**Assignment**
Retype, without alteration, each line from the line containing "## What does this change?" to the final line of the records.

**Data listing**
PR #538, opened 2023-11-30
Check for markdown changes before passing CI

NovemberTang:
## What does this change?

Add a CI check to make sure

1. the generate script still works
2. we cannot merge if the markdown file does not match the contents of `definitions.ts`

## Why?

1. The best practices project had been silently broken all week as we did not have a CI check for it.
2. Keeping the markdown file up to date is important so teams can easily see what's expected of their repos

## How has it been verified?

Tested with matching and mismatching markdown and typescript files, saw the expected output in both cases.


akash1810 (approved):
YEAH! 🏆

**Solution**
## What does this change?

Add a CI check to make sure

1. the generate script still works
2. we cannot merge if the markdown file does not match the contents of `definitions.ts`

## Why?

1. The best practices project had been silently broken all week as we did not have a CI check for it.
2. Keeping the markdown file up to date is important so teams can easily see what's expected of their repos

## How has it been verified?

Tested with matching and mismatching markdown and typescript files, saw the expected output in both cases.


akash1810 (approved):
YEAH! 🏆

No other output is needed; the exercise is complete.